┌─ RECORDS SHOWN

PR #6935, opened 2026-08-14
Github issues templates : remove "related pr" section + set issue type

piRGoif:
Github can link the PR using the "development" section, and this can be done when creating the PR by adding a reference in its description ([Linking a pull request to an issue - GitHub Docs](https://docs.github.com/en/issues/tracking-your-work-with-issues/using-issues/linking-a-pull-request-to-an-issue))
As it is something we are doing every time now, I think we can get rid of the "related pr" part in the issue description ?

The "type" field ([Managing issue types in an organization - GitHub Docs](https://docs.github.com/en/issues/tracking-your-work-with-issues/using-issues/managing-issue-types-in-an-organization)) is also present, and not filed yet. This PR set the field value for Bug and Feature.

### DIFF
--- a/.github/ISSUE_TEMPLATE/bug_report.yml
+++ b/.github/ISSUE_TEMPLATE/bug_report.yml
@@ -2,6 +2,7 @@ name: Bug report
 description: Report a bug you detected using tracim
 title: "🐛 Bug: "
 labels: ["to sort", "bug"]
+type: "Bug"
 body:
   - type: markdown
     attributes:
@@ -72,13 +73,3 @@ body:
         - Smartphone
         - Tablet
         - Other
-  - type: textarea
-    id: related-pr
-    attributes:
-      label: Related PR
-      description: |
-        Let us know if this is related to an open pull request.
-        Leave empty if there is no related PR or if you don't know.
-      placeholder: PR #0000
-    validations:
-      required: false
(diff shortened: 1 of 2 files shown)


piRGoif:
@alubert-algoo this is a small modification in the issues template, do you agree with me ?

alubert-algoo:
> @alubert-algoo this is a small modification in the issues template, do you agree with me ?

There is a reason to remove the `type: textarea` block in the yaml files? I do not understand why you replace it with the `type` field.

lebouquetin:
Why do you remove the PR part? This part allows to link straight to the associated PR. How do you go to the associated PR if not used? (issues are currently linked altogether it is sometime difficult to find the one in charge of fixing the issue)

piRGoif:
Sorry I though you were sharing my concerns :/ I've added explanations in the description @alubert-algoo @lebouquetin

lebouquetin:
> Sorry I though you were sharing my concerns

As I explained a few weeks ago:

- when you suggest a change, I expect at least that you explain the why. You ask for a review, so we need to know *why* you suggest a change (this does not preclude the relevance - its just required to understand *why/what* you want to fix or improve and then allow us to review the *how*)
- Issues are not used by developers only, so I expect you ask me too for review of changes in issue templating. Maybe I won't be available, but the default is to ask me too.

---

With the updated description, I'm ok with your suggestion. I let you discuss with @alubert-algoo about the body part.

@piRGoif

alubert-algoo:
Seems good to me. These textareas were redundant with the quick keywords.

piRGoif:
Thanks to both of you for the review, sorry for the description, I'll do my best to do better next time !

PR #190, opened 2020-01-13
Migration: don't crash on stacksets without ingresses

aermakov-zalando:
We do have stacksets without an associated ingress sometimes.


mikkeloscar:
:+1:

muaazsaleem:
👍

aermakov-zalando:
👍

PR #191, opened 2020-01-15
fix migrations to stackset

szuecs:
fix: `--migrate-to=stackset` crashed if there was not ownerReference set 
fix: have only one place for the const definition, such that overrides also work as expected


szuecs:
:+1:

PR #192, opened 2020-01-21
Statuses: drop omitempty where it doesn't make sense

aermakov-zalando:
Keeping explicit zeroes in the status objects makes it easier to read the statuses, and it's impossible to print these values nicely if they're unset. Drop `omitempty` from the places where it doesn't make sense.


mikkeloscar:
:+1:

aermakov-zalando:
👍

PR #193, opened 2020-01-21
Populate stack.status.desiredReplicas from the deployment

aermakov-zalando:
Apparently this number was populated only from the HPA, and was left at 0 if HPA was unused. It's unclear whether something like this is useful to anyone, so let's populate it from `deployment.spec` instead. It'll show exactly the same, except for cases when the HPA controller fails, and all the cases where it's currently broken (e.g. no HPA).


mikkeloscar:
:+1:

aermakov-zalando:
👍

PR #194, opened 2020-01-24
Drop support for traffic management via Ingresses

aermakov-zalando:
We've migrated to stackset-based traffic management and don't intend to migrate back. Let's just drop the unnecessary code.


muaazsaleem:
👍

mikkeloscar:
FYI: I changed the version bump from `v2.0` to `v1.3` i.e. just bumping the minor version. I think this is the right way because while I understand that we change the API a bit, we're not doing major changes overall to StackSet which would prompt a v2 in my mind.

mikkeloscar:
:+1:

muaazsaleem:
👍

PR #197, opened 2020-02-05
Make sure ttl is handled correctly for stacksets with externalIngress

mikkeloscar:
In case a stackset uses `externalIngress` the stack Lifecycle is not handled correctly when updating the stackset to a new version.

This happens because the Garbage collection logic just looks if the stack has an ingress which is not the case for `externalIngress` stacksets. We need to check both for ingress AND externalIngress when deciding on stack cleanup.


mikkeloscar:
:+1:

szuecs:
:+1:

PR #202, opened 2020-02-25
Stack ingresses: use an explicit cluster domain

aermakov-zalando:
Use an explicitly provided cluster domain when generating per-stack ingresses (so just `<stack-name>.<cluster-domain>` instead of going through all of the main ingress hostnames and generating `<stack-name>.<domain>`). The latter either produced identical results, duplicate entries or didn't work anyway.


mikkeloscar:
:+1:

aermakov-zalando:
:-1:

aermakov-zalando:
👍

mikkeloscar:
:+1:

PR #203, opened 2020-02-25
Report errors via errors counter metrics

linki:
This adds an ErrorHandler that increases a Prometheus metric `stackset_errors_count` when a Kubernetes-internal error occurs.

This type of error handling is used by some Kubernetes components, e.g. some parts of `client-go`, to log errors that would otherwise be ignored because they cannot be surfaced to a user, e.g. in a control loop:

```bash
E0225 17:43:56.916702   12298 reflector.go:156] pkg/mod/k8s.io/client-go@v0.0.0-20191202165906-e3970fe37d8a/tools/cache/reflector.go:108: Failed to list *v1.StackSet: v1.StackSetList.Items: []v1.StackSet: v1.StackSet.Spec: v1.StackSetSpec.StackTemplate: v1.StackTemplate.Spec: v1.StackSpecTemplate.StackSpec: PodTemplate: v1.PodTemplateSpec.Spec: v1.PodSpec.Containers: []v1.Container: v1.Container.Resources: v1.ResourceRequirements.Requests: Limits: unmarshalerDecoder: unable to parse quantity's suffix, error found in #10 byte of ...|y":"320mi"},"request|..., bigger context ...|esources":{"limits":{"cpu":"500m","memory":"320mi"},"requests":{"cpu":"500m","memory":"320Mi"}}}]}},|...
```

The error above would lead to the counter increasing.

Note that not all Kubernetes components use this kind of error handling so it doesn't catch all errors.

### DIFF
--- a/pkg/core/metrics.go
+++ b/pkg/core/metrics.go
@@ -4,6 +4,7 @@ import (
 	"github.com/prometheus/client_golang/prometheus"
 	metav1 "k8s.io/apimachinery/pkg/apis/meta/v1"
 	"k8s.io/apimachinery/pkg/types"
+	utilruntime "k8s.io/apimachinery/pkg/util/runtime"
 )
 
 const (
@@ -11,6 +12,7 @@ const (
 
 	metricsSubsystemStackset = "stackset"
 	metricsSubsystemStack    = "stack"
+	metricsSubsystemErrors   = "errors"
 )
 
 type MetricsReporter struct {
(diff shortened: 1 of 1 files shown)


aermakov-zalando:
Is there no way to explicitly check whether a `watch` is active & syncing or not? Just an error counter might cause too many false positives.

linki:
We tried to find such a thing. This is the best we could come up with.

linki:
:+1:

njuettner:
👍

PR #204, opened 2020-02-26
Add a health check with last time of sync

linki:
This adds an extensible health check endpoint as well as an initial check for the last sync time.

The output can be seen at `http://127.0.0.1:7979/healthz?full=1`.

This particular check starts out unhealthy and switches to healthy for as long as the last sync interval isn't missed for too long (this code sets it to two intervals).

This can be used
* in a `readinessProbe` to ensure the initial sync succeeds, as well as
* in a `livenessProbe` to restart stackset-controller in case it gets stuck

### DIFF
--- a/cmd/stackset-controller/main.go
+++ b/cmd/stackset-controller/main.go
@@ -10,7 +10,6 @@ import (
 	"syscall"
 	"time"
 
-	"github.com/heptiolabs/healthcheck"
 	"github.com/prometheus/client_golang/prometheus"
 	"github.com/prometheus/client_golang/prometheus/promhttp"
 	log "github.com/sirupsen/logrus"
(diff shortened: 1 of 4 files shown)


aermakov-zalando:
It'll still be healthy before the first `Run` starts, might want to add a dummy failed check when registering.

linki:
I moved registration of `/healthz` to after `startWatch()` is called. This should avoid any false positives during initial bootstrap.

aermakov-zalando:
Could you rebase on master? I've fixed the e2e deployment.

aermakov-zalando:
Otherwise LGTM.

linki:
:+1:

njuettner:
👍

PR #210, opened 2020-03-16
Update the CRDs with patched autogenerated versions

arjunrn:
I took the generated CRD from #182 and patched them with the missing fields from `master` and just committed the files only.


mikkeloscar:
:+1:

arjunrn:
:+1:

PR #211, opened 2020-03-17
Status should not be required in stacks

mikkeloscar:
Avoid having Status required as it breaks when deploying a resource without the status defined as the stackset controller does when initially creating stacks.


mikkeloscar:
:+1:

arjunrn:
👍

PR #213, opened 2020-03-30
CRD: don't require StackSet.status

thilp:
Just like in #211 for Stack, I don't think StackSet.status should be required on creation.


mikkeloscar:
:+1:

thilp:
:+1:

PR #73, opened 2019-07-26
Switch to go modules and golang 1.12.

jmencak:
Changes:
- use golang 1.12 instead of 1.10 as a base
- switch to official go modules vs. external tooling (dep) for dependency management
- dropping dependency on operator-sdk
- update k8s.io/{api,apimachinery,client-go} to 1.14 levels
- use controller-gen for API type deepcopy generation
- make it possible to use a cached and non-cached API client
- a complete re-write of e2e tests
- Makefile cleanup


jmencak:
@sjug PTAL

pkg/controller/tuned/status.go
```diff
@@ -67,51 +66,55 @@ func (r *ReconcileTuned) syncOperatorStatus() (bool, error) {
...
-	if err != nil {
+	co := &configv1.ClusterOperator{ObjectMeta: metav1.ObjectMeta{Name: ntoconfig.OperatorName()}}
+	if err := r.client.Get(context.TODO(), types.NamespacedName{Name: co.Name}, co); err != nil {
 		if errors.IsNotFound(err) {
 			// Cluster operator not found, create it
-			co_created, err := r.cfgv1client.ClusterOperators().Create(co)
-			if err != nil {
-				// Failed to create the cluster operator object
-				return nil, err
+			initializeClusterOperator(co)
```
sjug: Was this done before elsewhere?

pkg/controller/tuned/tuned_controller.go
```diff
@@ -110,15 +112,15 @@ func (r *ReconcileTuned) getTunedSecrets(tuned *tunedv1.Tuned) (map[string]bool,
 	}
 
 	sa := &corev1.ServiceAccount{}
-	err = r.client.Get(context.TODO(), types.NamespacedName{Namespace: saManifest.Namespace, Name: saManifest.Name}, sa)
+	err = r.cache.Get(context.TODO(), types.NamespacedName{Namespace: saManifest.Namespace, Name: saManifest.Name}, sa)
```
sjug: What happens on a cache miss on `Get()`?

pkg/controller/tuned/tuned_controller.go
```diff
@@ -362,7 +361,8 @@ func (r *ReconcileTuned) syncDaemonSet(tuned *tunedv1.Tuned) error {
 }
 
 func replaceDefaultCustomResource(mgr manager.Manager) error {
-	client := mgr.GetClient()
+	glog.V(1).Infof("ReplaceDefaultCustomResource()")
+	client := ntoclient.GetClient()
```
sjug: I like you that you kept the same general API

test/e2e/operator_test.go
```diff
@@ -0,0 +1,61 @@
...
+
+	ntoclient "github.com/openshift/cluster-node-tuning-operator/pkg/client"
+	ntoconfig "github.com/openshift/cluster-node-tuning-operator/pkg/config"
+
+	"k8s.io/apimachinery/pkg/types"
+	"k8s.io/apimachinery/pkg/util/wait"
+)
+
+func TestOperatorAvailable(t *testing.T) {
+	cl := ntoclient.GetClient()
```
sjug: I like it better as you have it above `client := ntoclient.GetClient()`, no need to save a few characters.

jmencak: Changed as requested.

pkg/controller/tuned/tuned_controller.go
jmencak: You get stale information in exactly the same way you previously received with the split client and reconciliation loop will handle this once the cache is in sync.

pkg/controller/tuned/status.go
jmencak: Good point.  No, this was not done before.  I don't think this is strictly necessary and I have mixed feelings about this myself, but it does initialize the ClusterOperator object rather than keeping it empty.

jmencak:
Thanks for the review, @sjug! I believe I've addressed the concerns.

PR #74, opened 2019-07-29
Documenting recent operator functionality.

jmencak:
Documentation for:
  - profile settings rollback on profile changes
  - the default operator's CR being overwritten
  - a complete example of using custom profiles

Minor fixes and improvements.

### DIFF
--- a/README.md
+++ b/README.md
@@ -1,6 +1,6 @@
-# Cluster Node Tuning Operator
+# Node Tuning Operator
 
-The Cluster Node Tuning Operator manages cluster node-level tuning for
+The Node Tuning Operator manages cluster node-level tuning for
 [OpenShift](https://openshift.io/).
 
 The majority of high-performance applications require some
@@ -16,8 +16,12 @@ specification](#custom-tuning-specification) is passed to all
 daemons running in the cluster in the format that the daemons understand.
 The daemons run on all nodes in the cluster, one per node.
 
+Node-level settings applied by the containerized tuned daemon are rolled back
+on an event that triggers a profile change or when the containerized tuned
+daemon is terminated gracefully by receiving and handling a termination signal.
 
-## Deploying the node tuning operator
+
+## Deploying the Node Tuning Operator
 
 The operator is deployed by applying the `*.yaml` manifests in the operator's
 `/manifests` directory in alphanumeric order.  It automatically creates a default deployment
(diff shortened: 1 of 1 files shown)


README.md
```diff
@@ -16,8 +16,13 @@ specification](#custom-tuning-specification) is passed to all
 daemons running in the cluster in the format that the daemons understand.
 The daemons run on all nodes in the cluster, one per node.
 
+Node-level settings applied by the containerized tuned are rolled back on
+an event that triggers a profile change or when the containerized tuned
+daemon is terminated gracefully by receiving and handling a termination
+signal.
```
ashishkamra: terminated gracefully by "sending a termination signal"

README.md
```diff
@@ -16,8 +16,13 @@ specification](#custom-tuning-specification) is passed to all
 daemons running in the cluster in the format that the daemons understand.
 The daemons run on all nodes in the cluster, one per node.
 
+Node-level settings applied by the containerized tuned are rolled back on
+an event that triggers a profile change or when the containerized tuned
```
ashishkamra: I guess I am little confused on what the settings are rolled back to ?

README.md
```diff
@@ -67,7 +79,7 @@ The `profile:` section lists tuned profiles and their names.
 
       [sysctl]
```
ashishkamra: Is the [sysctl] part of the profile data optional? If the user wants to create a custom CR based on an existing tuned profile such as sap-hana, can they only specify the "include=sap-hana" directive under [main] and skip specifying the [sysctl] part?

README.md
jmencak: Sending?  The containerized tuned daemon itself doesn't send any termination signals.  It *receives* and *handles* termination signals.  openshift-tuned though does send a `TERM` signal to tuned when it receives a `TERM` signal itself.

README.md
jmencak: All the settings changed by a profile (e.g. sysctls) are rolled back upon application of a new profile.  Say profile A sets `net.ipv4.ip_local_port_range="1024 65535"`.  Before profile A is set though, tuned daemon looks at `net.ipv4.ip_local_port_range` and sees the default value `32768 60999`.  It remembers that value and upon a change to profile B `net.ipv4.ip_local_port_range` is unapplied/rolled-back to `32768 60999`.

README.md
jmencak: Yes, that's is correct.  The `[sysctl]` plugin is optional.

jmencak:
@sjug, PTAL, so we can get this merged.

PR #75, opened 2019-08-09
Add initial support for bootloader

### LINKED ISSUE #72: Support for bootloader and script plugin
When optimizing RHEL-based worker nodes for specialized workloads (i.e. to use the real-time kernel) I need to be able to update the cmdline_realtime parameters to reserver cores, memory pages, etc.

For example, parameters like this:

```
cmdline_realtime="+isolcpus=\${isolated_cores} intel_pstate=disable nosoftlockup nmi_watchdog=0 audit=0 mce=off kthread_cpus=0 irqaffinity=0 skew_tick=1 processor.max_cstate=1 idle=poll intel_idle.max_cstate=0 intel_pstate=disable intel_iommu=off default_hugepagesz=\${hugepage_size_default} hugepagesz=\${hugepage_size} hugepages=\${hugepage_num} nohz=on nohz_full=\${isolated_cores} rcu_nocbs=\${isolated_cores}"
```

When comparing with `tuned-profile-realtime`, it also uses the `script` plugin to invoke `tuna` so the `script` plugin may be necesary as well.

yrobla:
Add support for bootloader in tuned. It needs mounting some extra directories for bootloader to be executed. It is not using the functionality yet, as this will be provided on another comit, but it can be tested using a profile that includes [bootloader] section.

Partially resolves #72

### DIFF
--- a/assets/tuned/06-ds-tuned.yaml
+++ b/assets/tuned/06-ds-tuned.yaml
@@ -48,6 +48,16 @@ spec:
         - mountPath: /lib/modules
           name: lib-modules
           readOnly: true
+        - mountPath: /etc/grub.d
+          name: etc-grub
+        - mountPath: /etc/default/grub
+          name: etc-default-grub
+        - mountPath: /boot/grub2
+          name: boot-grub2
+        - mountPath: /etc/grub2.cfg
+          name: boot-grub2-cfg
+        - mountPath: /etc/grub2-efi.cfg
+          name: boot-grub2-cfg
         env:
           - name: OCP_NODE_NAME
             valueFrom:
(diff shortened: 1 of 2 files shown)


assets/tuned/06-ds-tuned.yaml
```diff
@@ -17,7 +17,11 @@ spec:
       serviceAccountName: tuned
       automountServiceAccountToken: true
       containers:
-      - command: ["/var/lib/tuned/bin/run","start"]
+      - command: ["/bin/sh", "-c"]
+        args:
+          - ln -s /boot/grub2/grub.cfg /etc/grub2.cfg;
+            ln -s /boot/grub2/grub.cfg /etc/grub2-efi.cfg;
```
sjug: Are both `grub2.cfg` and `grub2-efi.cfg` needed?

yrobla: I needed to create the symlinks because tuned reads those grub2.cfg and grub2-efi.cfg files instead of reading them from /boot/grub2, that is the original source. So yes, they are needed. In my case i tested with grub2.cfg (bios boot), but i guess grub2-efi.cfg is used for UEFI.

yrobla:
This is not going to be used, as support for kernel args will be in MachineConfig

PR #76, opened 2019-08-12
Realtime profile

yrobla:
Add realtime profile definition, and support for the configmap definition for settings.

### DIFF
--- a/Makefile
+++ b/Makefile
@@ -13,7 +13,7 @@ REV=$(shell git describe --long --tags --match='v*' --always --dirty)
 
 # Container image-related variables
 DOCKERFILE=Dockerfile
-IMAGE_TAG=openshift/origin-cluster-node-tuning-operator
+IMAGE_TAG=yrobla/origin-cluster-node-tuning-operator
 IMAGE_REGISTRY=quay.io
 
 all: build
--- a/Makefile
+++ b/Makefile
@@ -13,7 +13,7 @@ REV=$(shell git describe --long --tags --match='v*' --always --dirty)
 
 # Container image-related variables
 DOCKERFILE=Dockerfile
-IMAGE_TAG=yrobla/origin-cluster-node-tuning-operator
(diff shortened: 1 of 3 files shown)


README.md
```diff
@@ -192,6 +193,35 @@ with the exception of dynamic tuning functionality provided by some of the plugi
 
 The following Tuned plugins are currently not supported:
 
-* bootloader
```
jmencak: Why is this being removed in a PR that doesn't implement the `bootloader` plugin?

yanirq: @jmencak  It looks correct since this is removed from the "**not** supported" list.

jmencak: This PR is really a mixture of two PRs and should be split. A) Support for the `bootloader` plugin, B) possibly add an openshift realtime profile as necessary.  I haven't verified this PR actually includes full `bootloader` plugin support.  If this is true, then yes, I agree with this change, but my point to split this PR into two still stands.

yrobla: Ok i left it on hold until the situation is clarified. Tomorrow i will amend this patch to just create a realtime profile without the bootloader part.

jmencak: Right.  The default tuned CR that you're modifying with this PR tries to deliver default out-of-the box tuning for OpenShift control plane and nodes.  The fact it ships 4 profiles (2x tuning for ES on control plane and nodes) is probably already a mistake/bug/issue and should be addressed.  The default tuning should addresses day-1 operations and anything outside day-1 operations (profiles for specific applications, configuring hugepages, sap, nfv, oracle, realtime profiles, ...) should really be set by cluster admins as a day-2 operation.  Adding a realtime profile like that would also only add duplication to what `tuned-profiles-realtime` package ships.  The path forward in my opinion is to add additional `tuned-profiles-*` packages as the operator support for all the tuned plugins improves.

jmencak: /cc @zvonkok

jmencak:
Obsoleted by https://github.com/openshift/cluster-node-tuning-operator/pull/76

PR #77, opened 2019-08-20
Report the "Reason" condition for the ClusterOperator status.

jmencak:
This commit:
- adds the "Reason" condition for the ClusterOperator status
- sets the Degraded condition when the operator is Unavailable
  for an extensive period of time

See: RH BZ1741067 and BZ1717617


jmencak:
@sjug PTAL

PR #79, opened 2019-09-22
[4.3] bump pid limits

rphillips:
@RobertKrawitz was testing some large workloads, and we found pid limits were blocking some pods running. This PR bumps the pid limits to 524288.

### DIFF
--- a/assets/tuned/default-cr-tuned.yaml
+++ b/assets/tuned/default-cr-tuned.yaml
@@ -19,7 +19,7 @@ spec:
 
       [sysctl]
       net.ipv4.ip_forward=1
-      kernel.pid_max=>131072
+      kernel.pid_max=>4194304
       net.netfilter.nf_conntrack_max=1048576
       net.ipv4.neigh.default.gc_thresh1=8192
       net.ipv4.neigh.default.gc_thresh2=32768


assets/tuned/default-cr-tuned.yaml
```diff
@@ -19,7 +19,7 @@ spec:
 
       [sysctl]
       net.ipv4.ip_forward=1
-      kernel.pid_max=>131072
+      kernel.pid_max=>524288
```
jmencak: Thanks for the PR!  Looking at kernel code, `PID_MAX_LIMIT` seems to be the limit, which is likely to be 4*1024*1024 on most today's configs.  From what I read, it is "just" the memory footprint that is effected by this setting.  What's the reasoning that `524288` is a "sane" number?  Can/should we go higher/lower?  /cc @jeremyeder , @zvonkok

RobertKrawitz: That's 4194304 (in the text version of the notification it looks like the asterisks between the 4, 1024, and 1024 got interpreted as formatting).

We could certainly go higher, albeit increasing the memory consumption on smaller nodes (whether that's significant needs testing).

jmencak: Yep, fixed the original comment, thanks! I agree this needs to be tested first.

RobertKrawitz: Based on that, yes, let's go to 4M.

rphillips: works for me... updated.

PR #81, opened 2019-10-07
Use net.ipv4.conf.all.arp_announce=2 in the openshift profile.

jmencak:
Adapting a fix for https://bugzilla.redhat.com/show_bug.cgi?id=1758552 from OCP 3.11.


jmencak:
Also see https://github.com/openshift/openshift-ansible/pull/11935.  /cc @fbac ,  @dcbw

PR #83, opened 2019-10-14
Tolerate only master/etcd taints.

jmencak:
NTO's tuned operand tolerates any taints.  This does not give much room for cases where NTO's operator is not welcome on certain nodes that need a very specific tuning not handled by the operator/operand.  Match MCO's MCD taints and tolerate only: `node-role.kubernetes.io/master` and `node-role.kubernetes.io/etcd`.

└─

YOUR INSTRUCTIONS: The lines from the beginning of the records through the line containing "As it is something" should be reproduced exactly. Include nothing else.

SOLVED EXERCISE:
PR #6935, opened 2026-08-14
Github issues templates : remove "related pr" section + set issue type

piRGoif:
Github can link the PR using the "development" section, and this can be done when creating the PR by adding a reference in its description ([Linking a pull request to an issue - GitHub Docs](https://docs.github.com/en/issues/tracking-your-work-with-issues/using-issues/linking-a-pull-request-to-an-issue))
As it is something we are doing every time now, I think we can get rid of the "related pr" part in the issue description ?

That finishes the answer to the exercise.